FunctionReturn TypeDescription
avg(X)REALAverage of all non-NULL values of X
count(X)INTEGERNumber of rows where X is not NULL
count(*)INTEGERTotal number of rows in the group
group_concat(X)TEXTConcatenation of non-NULL values of X, comma-separated
group_concat(X, Y)TEXTConcatenation of non-NULL values of X, separated by Y
string_agg(X, Y)TEXTAlias for group_concat(X, Y) (PostgreSQL compatibility)
max(X)same as XMaximum non-NULL value of X
min(X)same as XMinimum non-NULL value of X
sum(X)INTEGER or REALSum of non-NULL values. Returns NULL if all values are NULL
total(X)REALSum of non-NULL values. Always returns REAL; returns 0.0 if all values are NULL
array_agg(X)BLOB (array)Collects all values into an array (Turso extension)
stddev(X)REALPopulation standard deviation (Turso extension)

Examples

The examples below use this table:
CREATE TABLE sales (
    id       INTEGER PRIMARY KEY,
    region   TEXT,
    product  TEXT,
    amount   REAL,
    quantity INTEGER
);

INSERT INTO sales VALUES
    (1, 'North', 'Widget', 100.00, 5),
    (2, 'North', 'Gadget', 250.00, 2),
    (3, 'South', 'Widget', 150.00, 8),
    (4, 'South', 'Gadget', NULL,   3),
    (5, 'North', 'Widget', 200.00, NULL),
    (6, 'South', 'Widget', 175.00, 6);

avg(X)

Returns the average of all non-NULL values as REAL. Returns NULL if all values are NULL.
SELECT avg(amount) FROM sales;
-- 175.0

SELECT region, avg(amount) AS avg_amount
FROM sales
GROUP BY region;
regionavg_amount
North183.33…
South162.5
avg(X) ignores NULL values in both the sum and the count.
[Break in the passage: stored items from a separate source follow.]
PR #575, opened 2026-05-21
Add CI validation for WordPress language files

### LINKED ISSUE #521: Add CI validation for WordPress language files with Test WordPress language files
## Summary

This issue proposes adopting the [`Test WordPress language files`](https://github.com/marketplace/actions/test-wordpress-language-files) GitHub Action as a dedicated CI check for the JEO plugin.

The goal is to automatically verify that our WordPress internationalization files stay up to date whenever translatable strings change.

## Why

JEO already ships and tracks WordPress language assets, including:

- a versioned `src/languages/jeo.pot`
- versioned PO/MO files such as `jeo-pt_BR.po` and `jeo-es_CO.po`
- generated JavaScript translation JSON files under `src/languages/`

We already generate JavaScript translation JSON catalogs during the build, but we do not currently have a dedicated CI check that verifies whether the POT and PO files are still in sync with the source code after strings change.

That gap creates a few risks:

- new or updated strings can land without the POT file being refreshed
- PO files can drift behind the source over time
- translation maintenance becomes more reactive and release-driven than review-driven
- contributors do not get fast feedback when i18n source files need regeneration

## What this action gives us

The `Test WordPress language files` action runs the official WordPress CLI i18n commands to:

- regenerate the POT file
- update PO files
- fail when those files are out of date
- fail on warnings by default
- produce a patch artifact and warnings output for easier review

That means we would gain a lightweight, WordPress-native guard rail that fits well with the plugin’s existing localization workflow.

## Why this is a good fit for JEO

This action complements the current repository setup rather than replacing it.

It does not replace:

- asset builds
- JavaScript translation JSON generation
- release packaging
- Plugin Check
- smoke tests

Instead, it fills a missing validation layer: ensuring that our tracked translation source files stay current as part of normal CI.

For JEO specifically, the benefits would be:

- earlier detection of stale translation sources in pull requests
- less manual POT/PO maintenance before releases
- better confidence that translators are working from current extraction data
- fewer “translation drift” surprises when strings change in PHP, JS, block metadata, or other translatable sources
- clearer contributor feedback when a patch needs i18n file updates

## Proposal

Add a dedicated workflow, or a dedicated job in an existing validation workflow, that runs the `Test WordPress language files` action against the plugin sources.

Suggested initial behavior:

- run on `pull_request`
- run on `push`
- fail the workflow when POT or PO files are outdated
- fail the workflow on warnings
- target the plugin source tree under `src/`
- target the existing `src/languages/` directory

## Suggested implementation details

The workflow should be configured to match the repository structure:

- `slug`: `jeo`
- `source`: `src`
- `languages_directory`: `languages`
- `pot_file`: `src/languages/jeo.pot`
- `po_path`: the existing tracked PO files under `src/languages/`

We should also review whether the default ignored header patterns are sufficient for our tracked POT file headers, especially around generated timestamps.

## Expected outcome

After this is in place:

- a PR that changes translatable strings without updating POT/PO files will fail CI
- maintainers will get a machine-readable patch showing the required i18n updates
- localization upkeep will move earlier in the development lifecycle
- release preparation should become cleaner because the repository will be less likely to accumulate stale i18n metadata

## Non-goals

This proposal is not intended to:

- replace our current build pipeline
- replace JSON catalog generation
- replace release-time packaging or deployment
- replace broader localization process improvements

## Acceptance criteria

- a GitHub Actions workflow uses `Test WordPress language files`
- the workflow runs on pull requests and pushes
- it validates the JEO plugin sources under `src/`
- it checks the tracked POT and PO files in `src/languages/`
- CI fails when the language files are outdated
- CI fails when the action reports warnings, unless we explicitly decide otherwise
- the workflow output is understandable enough for contributors to fix the issue quickly

## Notes

This would be a targeted, low-risk improvement to CI quality. It is especially valuable in a repository like JEO where translation source files are tracked and should stay aligned with ongoing PHP and JavaScript changes.

bwstefano:
## Summary

- Add a dedicated WordPress Language Files workflow using `holyhope/test-wordpress-languages-github-action@v4.0.2`.
- Run the check on pull requests, pushes, and manual dispatches under PHP 8.4.
- Validate `src/languages/jeo.pot` and the tracked `src/languages/jeo-*.po` files against the plugin sources under `src/`.
- Fail on language-file diffs and extraction warnings, and upload the generated patch/warnings artifacts to make failures easier to review.

Closes #521.

## Implementation Notes

The workflow leaves `po_path` unset intentionally. In v4.0.2 the action auto-discovers PO files adjacent to the configured POT file, which keeps the workflow independent from the active locale list and avoids hard-coding `es_CO`, `es_ES`, or `pt_BR` into CI.

This PR only adds the CI guardrail. It intentionally does not refresh `jeo.pot` or PO files against the current `develop` snapshot, because the intended release order has #568 and #574 landing first. Those PRs change the translation baseline by removing the deprecated `es_ES` source catalog and standardizing generated i18n release artifacts.

After #568 and #574 are merged, this branch should be updated from `develop` and the workflow should be rerun against that new base. If the action still reports POT/PO drift at that point, the required catalog refresh should be added as a follow-up commit calculated from the final i18n baseline.

## Validation

- `ruby -ryaml -e 'YAML.load_file(".github/workflows/wordpress-languages.yml"); puts "YAML ok"'`
- The GitHub Actions workflow itself previously passed when run with refreshed catalogs; after dropping the temporary catalog refresh commit, the new check may fail against the current `develop` until #568 and #574 establish the intended translation baseline.


leopiccionia (changes requested):
It's failing because POT timestamp headers are different. Copilot's suggestions didn't fix the issue.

The NULL amount in the South region is excluded from both numerator and denominator.

count(X) / count(*)

count(X) counts rows where X is not NULL. count(*) counts all rows including those with NULL values.
SELECT count(*) FROM sales;       -- 6 (all rows)
SELECT count(amount) FROM sales;  -- 5 (excludes the NULL row)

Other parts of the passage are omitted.